Question

In Given figure, the position-time graph is shown, which is semicircle from \[t = 2\] to $t = 8$ sec. Find time $t$ at which the instantaneous velocity is equal to average velocity over first $t$ seconds.

Answer 1

Hint: Instantaneous velocity is velocity of an object at particular instant of time whereas, average velocity is total displacement covered in total time. In the given diagram We will use the slope on the given curve at a point as the velocity measurement as velocity $ = \dfrac{\text{displacement(x)}}{\text{time(s)}}$.

Complete step by step answer:
Let us first draw the diagram and consider a point $B$ on the curve and we assume that at this point B, instantaneous velocity is equal to the average velocity.
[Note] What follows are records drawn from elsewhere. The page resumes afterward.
PR #587, opened 2024-01-17
IPC-586: Subscribe to votes and add them to the tally

### LINKED ISSUE #586: Subscribe to the voting channel

aakoshh:
Closes #586 

Add subscription and event handling.

### DIFF
--- a/fendermint/app/src/cmd/run.rs
+++ b/fendermint/app/src/cmd/run.rs
@@ -2,6 +2,7 @@
 // SPDX-License-Identifier: Apache-2.0, MIT
 
 use anyhow::{anyhow, bail, Context};
+use async_stm::atomically_or_err;
 use fendermint_abci::ApplicationService;
 use fendermint_app::ipc::{AppParentFinalityQuery, AppVote};
 use fendermint_app::{App, AppConfig, AppStore, BitswapBlockstore};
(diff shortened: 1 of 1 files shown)


fridrik01:
@aakoshh I think the PR includes some commits from previous PRs

aakoshh:
> I think the PR includes some commits from previous PRs
Yes, I had to rebase after merging https://github.com/consensus-shipyard/ipc/pull/577 which this PR was targetting. 

The remaining ones are independent :relieved:

fendermint/app/src/cmd/run.rs
```diff
@@ -375,3 +387,60 @@ fn to_address(sk: &SecretKey, kind: &AccountKind) -> anyhow::Result<Address> {
...
+
+async fn dispatch_vote(
+    vote: VoteRecord<AppVote>,
+    parent_finality_votes: &VoteTally,
+    topdown_enabled: bool,
+) {
+    match vote.content {
+        AppVote::ParentFinality(f) => {
+            if !topdown_enabled {
+                tracing::debug!("ignoring vote; topdown disabled");
```
fridrik01, line 423: is this maybe too verbose as its inside a loop?

fridrik01 (approved):
:+1:

fendermint/app/src/cmd/run.rs
aakoshh: Yeah, if we saw this it would be because:
1. We are the root subnet, but we are using the IPLD resolver to listen to things from one of the subnets we are interested in
2. Yes, somehow we are receiving votes about the finality of of our non-existing parent. Can this be someone trying to flood the system with spam?

I certainly didn't want to give the ability to someone to generate warnings and keep everyone up, but I thought if these arrive we should know because maybe we misconfigured something and we are ignoring these votes by mistake (more likely). It doesn't give any indication of who we should ban, so it's more like a "hey, this is very unexpected!" flag, with `debug` level in case we are already trying to figure out what's going on.

All I can think of is some kind of global bool to only warn once, but then it could be drowned out by other stuff. Maybe this way, if our node misses a handful of votes every 30 seconds, we can have an indication of why things aren't working. 

If they turn out to be spammy we should remove them.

Draw a line tangent from initial point $O$ origin to point $B$. Draw perpendicular from point $B$ to point $A$. Now, From the diagram we need to find $AO$ which is the time at which instantaneous velocity is equal to average velocity.
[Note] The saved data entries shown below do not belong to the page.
PR #594, opened 2024-01-18
CHORE: Substitute canonical apache licence

jsoares:
The current apache licence is not in canonical form and is not recognised by GH for repo licensing purposes:

image

This just replaces the text with the standard one.


aakoshh (approved):
Thanks :judge:

PR #599, opened 2024-01-19
IPC-532: Implementation of abstract IPC Contract + various fixes

### LINKED ISSUE #532: GMP: `IpcContract` abstract contract and `IpcEntrypoint` core implementation
Implement the abstract contract and common logic for all IPC-enabled contracts. This will be used as the "sdk" for contracts looking to support the execution of cross-net message. Design details [here](https://www.notion.so/pl-strflt/General-Message-Passing-7686edb5b65c4f9086fa4d4288c35906?pvs=4#8047dfc79bcb4e0cb8ea12f2e4fe2bdd).

adlrocha:
Closes #532 

This PR implements the IPC abstract contract that should be implemented by IPC-enabled contracts. This implementation lacks unit tests. Ideally, we should already implement an example contract to showcase how to use this contract and make a contract IPC-enabled.

See also the changes introduced in #606.


contracts/sdk/IpcContract.sol
```diff
@@ -0,0 +1,151 @@
...
+    // in-flight messages were received.
+    mapping(uint256 => bytes32[]) public inFlightMsgHeights;
+    // last height where there messages were pruned
+    uint256 private lastGcBlock;
+
+    // The adderss of the gateway in the subnet.
+    address public gatewayAddr;
+    /// Number of blocks that the contract will wait for a receipt
+    /// before garbage collecting the in-flight message.
+    uint256 public timeoutBlocks;
```
raulk, line 30: - A timeout is a simple solution but it's dangerous in the context of distributed transactions.
- IPC as a framework enforces no timeouts, so it's possible for us to drop a message here (and potentially roll back any local actions, e.g. return funds to the user) only for an ACK to be delivered the epoch later. This would throw the contract/dapp into an inconsistent state, with potential double-booking of funds and no way to amend the state.
- Dropping a message on timeout may require a local rollback action, which currently this interface does not support.
- State ballooning, whilst undesirable, only affects long-term gas costs in FEVM. Freeing state does not refund gas in FEVM (unlike the EVM). While it _does_ make the amortized cost of writing lower over time (due to lower HAMT depth), we can regard that purely as an optimization. In fact, we need to store a whole entirely mapping _only_ to do timeout tracking, so I'll go out on a limb and say that timeout tracking may even be counterproductive cost-wise.
- The GC logic, as currently implemented, puts the cost of clearing the map on the first entrypoint call for a non-empty epoch, which is unfair.

Therefore:
1. I am going to take the liberty to remove the timeout machinery here.
2. Instead, I'll add a method for the owner to explicitly _drop_ messages by hash. This allows the owner to run whatever local logic they want if they really care about dropping potentially expired messages.
3. By making this explicit, it also forces the contract author to think about rollback effects that may be associated by declaring a message dead.

contracts/sdk/IpcContract.sol
```diff
@@ -0,0 +1,151 @@
...
+import {IpcEnvelope, ReceiptMsg, IpcMsg, IpcMsgKind} from "../src/structs/CrossNet.sol";
+import {EMPTY_BYTES} from "../src/constants/Constants.sol";
+import {IGateway} from "../src/interfaces/IGateway.sol";
+
+// Interface that needs to be implemented by IPC-enabled contracts.
+// This is really convenient to call it from other contracts.
+interface IfaceIpcContract {
+    /// @notice Entrypoint for cross-net messages in IPC-enabled contracts.
+    // solhint-disable-next-line func-name-mixedcase
+    function IpcEntrypoint(IpcEnvelope calldata crossMsg) external payable returns (bytes memory ret);
```
raulk, line 13: Why not use lower camel case to follow Solidity conventions?

contracts/sdk/IpcContract.sol
```diff
@@ -0,0 +1,151 @@
...
+        // in case any timeout has triggered already.
+        // timeout == 0 means that no in-flight expiraton is set for receipts.
+        if (timeoutBlocks != 0) {
+            inFlightGC();
+        }
+
+        // only the gateway address is allowed to deliver cross-net messages.
+        if (msg.sender != gatewayAddr) {
+            revert CallerIsNotGateway();
+        }
```
raulk, line 56: Should extract to a modifier.

contracts/sdk/IpcContract.sol
```diff
@@ -0,0 +1,151 @@
...
+
+        // internal dispatch of the cross-net message to the right method.
+        if (crossMsg.kind == IpcMsgKind.Call) {
+            IpcMsg memory callMsg = abi.decode(crossMsg.message, (IpcMsg));
+
+            (bool success, bytes memory ret) = address(this).delegatecall(
+                abi.encodeWithSelector(callMsg.method, callMsg.params)
```
raulk, line 63: This is not good, we're back to square one where the callee has lost information about the call (e.g. sender address).

contracts/sdk/IpcContract.sol
```diff
@@ -0,0 +1,151 @@
...
+        // only the gateway address is allowed to deliver cross-net messages.
+        if (msg.sender != gatewayAddr) {
+            revert CallerIsNotGateway();
+        }
+
+        // internal dispatch of the cross-net message to the right method.
+        if (crossMsg.kind == IpcMsgKind.Call) {
+            IpcMsg memory callMsg = abi.decode(crossMsg.message, (IpcMsg));
+
+            (bool success, bytes memory ret) = address(this).delegatecall(
```
raulk, line 62: Instead of a delegate call, we should just dispatch to an abstract IPC-aware handler method.

contracts/sdk/IpcContract.sol
```diff
@@ -0,0 +1,151 @@
...
+                abi.encodeWithSelector(callMsg.method, callMsg.params)
+            );
+            if (!success) {
+                revert IpcMsgCallFailed();
+            }
```
raulk, line 67: This occludes the actual error!

contracts/sdk/IpcContract.sol
```diff
@@ -0,0 +1,151 @@
...
+            IpcEnvelope memory originalMsg = inFlightMsgs[ackMsg.id];
+            if (
+                originalMsg.message.length == 0 ||
+                keccak256(abi.encode(crossMsg.from)) != keccak256(abi.encode(originalMsg.to))
+            ) {
+                revert UnrecognizedReceipt();
+            }
+            // process ACK message and remove from in-flight if it succeeds.
+            if (AckEntrypoint(ackMsg)) {
+                delete inFlightMsgs[ackMsg.id];
```
raulk, line 86: Calling this ACK is not correct. It carries information (return data), and it can be an error.

contracts/sdk/IpcContract.sol
```diff
@@ -0,0 +1,151 @@
...
+        }
+
+        return EMPTY_BYTES;
+    }
+
+    /// @notice Function that needs to be called internally by the contract to send a
+    /// cross-net message.
+    /// TODO: Consider a more Solidity-friendly interface instead of having to pass
+    /// the full envelope?
+    function XnetCall(IpcEnvelope memory crossMsg) internal virtual {
```
raulk, line 99: I don't understand why this is `virtual`?

raulk (dismissed):

contracts/sdk/IpcContract.sol
```diff
@@ -0,0 +1,151 @@
...
+            // sketchy.
+            IpcEnvelope memory originalMsg = inFlightMsgs[ackMsg.id];
+            if (
+                originalMsg.message.length == 0 ||
+                keccak256(abi.encode(crossMsg.from)) != keccak256(abi.encode(originalMsg.to))
+            ) {
+                revert UnrecognizedReceipt();
+            }
+            // process ACK message and remove from in-flight if it succeeds.
+            if (AckEntrypoint(ackMsg)) {
```
raulk, line 85: So here we would have correctly correlated the response, but handling the result can fail. Even in that case, we should remove the entry from the correlation map because we won't receive a second response.

contracts/sdk/IpcContract.sol
raulk: Solved in #606, merged here.

contracts/examples/contracts/cross-token/ERC20TokenMessenger.sol
raulk, line 1: NOTE: I think this is not being compiled in CI, that's why we didn't notice that the previous code would not compile.

raulk:
Moving out of draft to run the full CI.

snissn (approved):
looks good to me!

contracts/sdk/IpcContract.sol
```diff
@@ -0,0 +1,112 @@
...
+    /// NOTE: This must not revert as doing so will leave the correlation map in an inconsistent state.
+    /// (IPC will consider the result delivery attempted, and will not repeat it again).
+    function _handleIpcResult(IpcEnvelope storage original, IpcEnvelope memory result, ResultMsg memory resultMsg) internal virtual;
+
+    /// @notice Method the implementation of this contract can invoke to perform an IPC call.
+    function performIpcCall(IPCAddress calldata to, CallMsg calldata callMsg, uint256 value) internal virtual {
+        // Queue the cross-net message for dispatch.
+        IpcEnvelope memory envelope = IGateway(gatewayAddr).sendContractXnetMessage{value: value}(IpcEnvelope({
+            kind: IpcMsgKind.Call,
+            from: to, // TODO: will anyway be replaced by sendContractXnetMessage.
```
cryptoAtwill, line 80: just a thought, maybe we can create a `callXnetContract` method that hides `kind`, `from` and `nonce`, so that don't need the TODO comment?

contracts/src/gateway/GatewayMessengerFacet.sol
```diff
@@ -20,39 +21,59 @@ contract GatewayMessengerFacet is GatewayActorModifiers {
...
+        // Will revert if the message won't deserialize into a CallMsg.
+        abi.decode(envelope.message, (CallMsg));
+
+        committed = IpcEnvelope({
+            kind: IpcMsgKind.Call,
+            from: IPCAddress({subnetId: s.networkName, rawAddress: FvmAddressHelper.from(msg.sender)}),
+            to: envelope.to,
+            value: msg.value,
+            message: envelope.message,
+            nonce: 0
```
cryptoAtwill, line 64:
```suggestion
            nonce: 0   // nonce will be updated by LibGateway.commitCrossMessage
```

cryptoAtwill (approved):

contracts/sdk/IpcContract.sol
raulk: 100% — I captured this as a TODO in #613. I already got started on this but the PR was becoming too heavy. We can address later.

raulk: (We can also remove the `value`)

Since CB is the radius of semicircle whose length is $ = 3\,unit.$
$OC = 5\,unit$. We know, Tangent $OB$ is perpendicular to radius $BC$ so ,
Using Pythagoras theorem in the right-angled triangle $OBC$.
We have, ${(OC)^2} = {(OB)^2} + {(BC)^2}$
${(OB)^2} = 25 - 9$
${(OB)^2} = 16$
$OB = 4\,unit$

Now, In right angle triangle OAB,
$\cos \theta = \dfrac{{OA}}{{OB}}$
$\Rightarrow \cos \theta = \dfrac{{OA}}{4}$ $ \to (i)$
Now, In right angle triangle OBC,
$\cos \theta = \dfrac{{OB}}{{OC}}$
$\Rightarrow \cos \theta = \dfrac{4}{5}$ $ \to (ii)$
Now, Comparing both equations (i) and (ii) we get,
$\dfrac{{OA}}{4} = \dfrac{4}{5}$
$\Rightarrow OA = \dfrac{{16}}{5}$
$\therefore OA = 3.2\sec $
Since, from the diagram we know OA is the time from starting when instantaneous velocity equals to average velocity.
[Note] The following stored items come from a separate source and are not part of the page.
PR #600, opened 2024-01-19
IPC-541: Gossip finality votes

### LINKED ISSUE #541: Gossip votes about top-down finality
Currently top-down finality proposals work by a validator proposing to the others what they think is final on the parent chain, and then hope that they see it as final as well. If they don't, they won't vote on the proposed block, which negatively affects CometBFT liveness.

Our other ace in the sleeve was to use the voting mechanism added to the IPLD Resolver to first agree on the finality off-chain, and then propose knowing that it will pass the bar. We could add a quorum certificate to the proposal, but the minimal solution is to keep the block voting as it is, and just use the IPLD Resolver to prevent introducing proposals that are bound to fail.

Votes would be cast on `(BlockHeight, BlockHash)` pairs. This needs an extension in the library to allow generic voting records; currently it's just a CID you can vote on.

Votes will be cast on different heights by different nodes; to make it easier to find common ground, we will try to find the Last Common Ancestor among the different votes; in other words a vote on a block is implicitly a vote on of its ancestors, so if Alice votes on B100 as final, and Bob votes on B105 as final, and Alice knows about blocks 101-105, just doesn't see them as deep enough yet, she can still use Bob's vote as support for B100, because she knows it's an ancestor of B105.

The goal here is to refactor the top-down proposals to be based on this voting mechanism going on in the background, and to add the necessary calls to cast votes.

Nodes should only vote on things they truly perceive as final; there shouldn't be a reason to revoke votes due to reorgs for example, nor is there a mechanism to do so.

```
### Tasks
- [ ] https://github.com/consensus-shipyard/ipc/issues/544
- [ ] https://github.com/consensus-shipyard/ipc/issues/550
- [ ] https://github.com/consensus-shipyard/ipc/issues/576
- [ ] https://github.com/consensus-shipyard/ipc/issues/586
- [ ] https://github.com/consensus-shipyard/ipc/issues/585
- [ ] https://github.com/consensus-shipyard/ipc/issues/583
- [ ] https://github.com/consensus-shipyard/ipc/issues/579
- [ ] https://github.com/consensus-shipyard/ipc/issues/578
- [ ] https://github.com/consensus-shipyard/ipc/issues/612
```

aakoshh:
Closes #541 

(This is the feature branch, the culmination of many smaller PRs in the epic. It's easier to review them individually then this one).

Closes ENG-509.
Closes ENG-559.


fendermint/app/src/cmd/run.rs
```diff
@@ -367,3 +418,60 @@ fn to_address(sk: &SecretKey, kind: &AccountKind) -> anyhow::Result<Address> {
...
+    loop {
+        match rx.recv().await {
+            Ok(event) => match event {
+                ResolverEvent::ReceivedPreemptive(_, _) => {}
+                ResolverEvent::ReceivedVote(vote) => {
+                    dispatch_vote(*vote, &parent_finality_votes, topdown_enabled).await;
+                }
+            },
+            Err(RecvError::Lagged(n)) => {
+                tracing::warn!("the resolver service skipped {n} gossip events")
```
raulk, line 436: I think eventually we might want to deliver this to the consumer of the IPLD resolver, since what to do in this case might be business-specific.

fendermint/app/src/cmd/run.rs
```diff
@@ -367,3 +418,60 @@ fn to_address(sk: &SecretKey, kind: &AccountKind) -> anyhow::Result<Address> {
...
+            })
+            .await;
+
+            match res {
+                Ok(_) => {}
+                Err(e @ VoteError::Equivocation(_, _, _, _)) => {
+                    tracing::warn!(error = e.to_string(), "failed to handle vote");
+                }
+                Err(e) => {
+                    tracing::debug!(error = e.to_string(), "failed to handle vote")
```
raulk, line 472: Why is this debug? Are general errors normal here?

fendermint/vm/topdown/src/voting.rs
```diff
@@ -0,0 +1,375 @@
...
+            let Some(votes_for_block) = votes_at_height.get(block_hash) else {
+                continue; // We could detect equovicating voters here.
+            };
+
+            for vk in votes_for_block {
+                if voters.insert(vk.clone()).is_none() {
+                    // New voter, get their current weight; it might be 0 if they have been removed.
+                    weight += power_table.get(vk).cloned().unwrap_or_default();
+                }
+            }
```
raulk, line 260: Do validators gossip about every single block they've observed? What if a validator goes down or has their parent sync loop interrupted, and then syncs back to parent HEAD in a batch? e.g. going for epoch 100 to 200 immediately. Will it send 100 gossip messages? (which may be considered spamming) Or will sending a vote for the latest implicitly vote for the rest of the chain? I think we should do the latter, but it's not clear to me if that's what's implemented here.

raulk (approved):

fendermint/vm/topdown/src/voting.rs
```diff
@@ -0,0 +1,375 @@
...
+            let has_power = vote_tally.has_power(&validator_key)?;
+
+            if has_power {
+                // Add our own vote to the tally directly rather than expecting a message from the gossip channel.
+                // (I'm not messages published by this node would be delivered to it, so this might be the only way).
+                if let Err(StmError::Control(c)) =
+                    vote_tally.add_vote(validator_key.clone(), next_height, next_hash.clone())
+                {
+                    // We should not see any other error from this as we just checked that the validator had power.
+                    return Err(c);
```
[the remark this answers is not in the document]
raulk: IUC this will stop the loop, and will degrade the system and shortly thereafter it'll stall. Is this completely unrecoverable? And if so, should we panic/abort instead?

fendermint/app/src/cmd/run.rs
aakoshh: Yeah this is a grey area, I should add a comment. I didn't want to handle all possible errors in the enum to keep the noise down here, but maybe that would save some head cratching as well as force us to pick levels for any future errors:
* `Unintitialized` we can safely ignore, there will be other votes once the system is up and running; unless it keeps repeating and we're wondering what's happening, in which case during debug it is helpful to realise that initialisation has failed
* `UnpoweredValidator` can happen if we get a vote from someone who isn't a validator according to our view, but they could have been one in a previous block, or they might be one in the next block; or they might truly just publish trolling votes. Unless there is a way to identify vandals, I wouldn't give them the power to spam the logs, but in debug it can help to see this is happening.
* `UnexpectedBlock` will not be returned by this method.

fendermint/app/src/cmd/run.rs
aakoshh: Could be; for now I just wanted us to know that we are missing events because something is very slow.

fendermint/vm/topdown/src/voting.rs
aakoshh: Great question; the mechanism that should prevent us from spamming everyone with votes on blocks in the past is the the [TendermintAwareSyncer](https://github.com/consensus-shipyard/ipc/blob/335748d945066123629f60285e2890e34bfbaa82/fendermint/vm/topdown/src/sync/tendermint.rs#L30-L31) which checks if CometBFT is syncing with the network. If it is, it skips syncing with the parent in that round altogether, expecting to see final decisions in the blocks instead. 

Because the parent syncer doesn't run, there are no blocks added by it to the tally either, so we won't vote on anything.

fendermint/vm/topdown/src/voting.rs
```diff
@@ -0,0 +1,375 @@
...
+        if !self.has_power(&validator_key)? {
+            return abort(Error::UnpoweredValidator(validator_key));
+        }
+
+        let mut votes = self.votes.read_clone()?;
+        let votes_at_height = votes.entry(block_height).or_default();
+
+        for (bh, vs) in votes_at_height.iter() {
+            if *bh != block_hash && vs.contains(&validator_key) {
+                return abort(Error::Equivocation(
```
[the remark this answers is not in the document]
aakoshh: That's exactly right, this equivocation indicates either that the sender is malicious or that they (and maybe everyone else) have configured their system with too low embedding threshold. It's impossible to say currently. 

I also mentioned to Fridrik that I added this as a low hanging fruit of a clear evidence of a Byzantine node, however there are other forms of equivocations I ignore: for example when looking for quorum I could deduce that you are supporting a block which is not an ancestor of a block with a higher block number you already voted for in my view, that is, you are voting for different forks, albeit at different heights. 

There is potential but unless we want to do something with these, I left it at this obvious one to warn about the clearest of all cases.

fendermint/vm/topdown/src/voting.rs
```diff
@@ -0,0 +1,375 @@
...
+        let votes = self.votes.read()?;
+        let power_table = self.power_table.read()?;
+
+        let mut weight = 0;
+        let mut voters = im::HashSet::new();
+
+        for (block_height, block_hash) in chain.iter().rev() {
+            if block_height == finalized_height {
+                break;
+            }
```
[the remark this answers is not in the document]
raulk: We could also skip one before we reverse the iterator, but that might be spooky.

fendermint/vm/topdown/src/voting.rs
```diff
@@ -0,0 +1,375 @@
...
+            Some(weight) => Ok(*weight > 0),
+        }
+    }
+
+    /// Calculate the minimum weight needed for a proposal to pass with the current membership.
+    pub fn quorum_threshold(&self) -> Stm<Weight> {
+        let total_weight: Weight = self.power_table.read().map(|pt| pt.values().sum())?;
+
+        Ok(total_weight * 2 / 3)
+    }
```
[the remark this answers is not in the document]
aakoshh: I'll check how CometBFT works, which is ultimately the bar we have to pass with our proposal that this lets through.

ipc/api/src/subnet_id.rs
```diff
@@ -214,13 +214,29 @@ impl Default for SubnetID {
...
+
+        let segments: Vec<&str> = id.split('/').skip(1).collect();
+
+        let root = segments[0][1..]
+            .parse::<u64>()
+            .map_err(|_| Error::InvalidID(id.into(), "invalid root ID".into()))?;
+
+        let mut children = Vec::new();
+
+        for addr in segments[1..].iter() {
```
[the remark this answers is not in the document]
aakoshh: Thanks, I'll add a test (and also move the others tests I added to the settings, they really belong here, but they are from the time when this was in a separate repo). This is how it was before, so I was hoping that `1..` just skips one and returns an empty iterator, but I am not actually sure. It's definitely not an error not to have children.

fendermint/vm/topdown/src/voting.rs
aakoshh: If the parent were CometBFT with a 1s block time, we should probably avoid gossiping on each height!

> syncs back to parent HEAD in a batch? e.g. going for epoch 100 to 200 immediately. Will it send 100 gossip messages?

That depends on whether CometBFT itself lost its sync with the subnet chain: https://docs.cometbft.com/v0.37/core/block-sync

It has fast sync, but on the bottom of the page that going _back_ to fast sync is an open issue.

cryptoAtwill (approved):

ipc/api/src/subnet_id.rs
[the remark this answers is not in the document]
aakoshh: The test to parse just a root ID [exists](https://github.com/consensus-shipyard/ipc/blob/a406f692b3d455c79bf13f2f7e4f36ee337ac0c7/ipc/api/src/subnet_id.rs#L259-L262), so it should be fine.

fendermint/vm/topdown/src/voting.rs
```diff
@@ -0,0 +1,375 @@
...
+            let next_hash = match vote_tally.block_hash(next_height)? {
+                Some(next_hash) => next_hash,
+                None => retry()?,
+            };
+
+            let has_power = vote_tally.has_power(&validator_key)?;
+
+            if has_power {
+                // Add our own vote to the tally directly rather than expecting a message from the gossip channel.
+                // (I'm not messages published by this node would be delivered to it, so this might be the only way).
```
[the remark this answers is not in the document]
aakoshh: https://linear.app/interplanetary-consensus/issue/ENG-622/investigate-gossip-behaviour-do-we-get-our-own

fendermint/vm/topdown/src/sync/syncer.rs
```diff
@@ -215,6 +231,7 @@ where
             .get_top_down_msgs(height)
             .await
             .map_err(|e| Error::CannotQueryParent(e.to_string(), height))?;
+
```
cryptoAtwill, line 234: if we detected a chain reorg, do we have to clear existing votes?

fendermint/vm/topdown/tests/smt_voting.rs
```diff
@@ -0,0 +1,499 @@
...
+}
+
+/// Model state of voting
+#[derive(Clone)]
+pub struct VotingState {
+    /// We have a single parent chain that everybody observes, just at different heights.
+    /// There is no forking in this test because we assume that the syncing component
+    /// only downloads blocks which are final, and that reorgs don't happen.
+    ///
+    /// The tally is currently unable to handle reorgs and rejects equivocations anyway.
```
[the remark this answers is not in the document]
aakoshh: https://linear.app/interplanetary-consensus/issue/ENG-623/handle-equivocations-in-vote-gossiping

fendermint/vm/topdown/src/voting.rs
aakoshh: https://linear.app/interplanetary-consensus/issue/ENG-624/throttle-vote-gossiping

fendermint/vm/topdown/src/sync/syncer.rs
aakoshh: Thanks for highlighting this; the tally doesn't handle reorgs in any way at the moment. I wasn't sure how well it worked with this component either, so I ignored it. I thought it might be a remnant of when we fetched up to the tip of the chain where it was volatile, but as I understand currently it only fetches what is supposed to be final, and then it votes for that too, so if everyone votes it gets finalized and no reorg can happen, or at least we can't handle it.

fendermint/vm/topdown/src/voting.rs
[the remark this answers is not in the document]
aakoshh: It looks like this is the the formula in CometBFT as well: https://github.com/cometbft/cometbft/blob/a8991d63e5aad8be82b90329b55413e3a4933dc0/types/vote_set.go#L307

Hence, the time(t) at which both velocity became equals is $ = 3.2\sec $.

Note:In a position-time graph the slope at a point on a path curve is equals to its velocity and Instantaneous velocity of a body would be equal to average velocity when slope of line joining final and initial point will be same as slope of that point on curve.